In my father’s diary dated November 11, 1986, the entry reads:
“Today is my 61st birthday. Went over to mother’s this morning and she told the birth story again. The doctor picked up Momma Jirdie and she came down with him. Ma Jirdie and Mommie Kate had ham and eggs for the doctor’s breakfast. My dad had good eats in his house at 23 years of age!”
Ham and eggs aren’t considered “good eats” anymore, though. They are laden with fat, loaded with cholesterol, and are artery-cloggers. They will kill us, we are told. But, not having them could kill us, too.
My father would say jokingly that he was in his thirties before he ever heard the word “calorie.” Exercise was not a choice for his parents or for him. Farmers had no choice but to work to be able to eat. I have heard my Grandma Martin remark of a young lady “Why, look at her! She’s so pretty and fat!” But her observation was not an insult; she meant that the young lady had enough to eat.

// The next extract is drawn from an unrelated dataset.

PR #3521, opened 2025-01-11
Introduce patches with external kafka

aldy505:
Continuation of https://github.com/getsentry/sentry-docs/pull/11847

### Legal Boilerplate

Most Americans have enough to eat now. Oddly, though, the tables have turned; wealthy people tend to be thinner, while poorer people tend to be heavier. There is a danger in not having enough to ea but, ironically, there is a danger in having more than enough to eat. That is a concept that one young farm couple, on a cold winter night in 1925 with a newborn son, would have never been able to grasp.
Anyone who tries to lose 40 pounds in two months won’t be able to grasp it, either.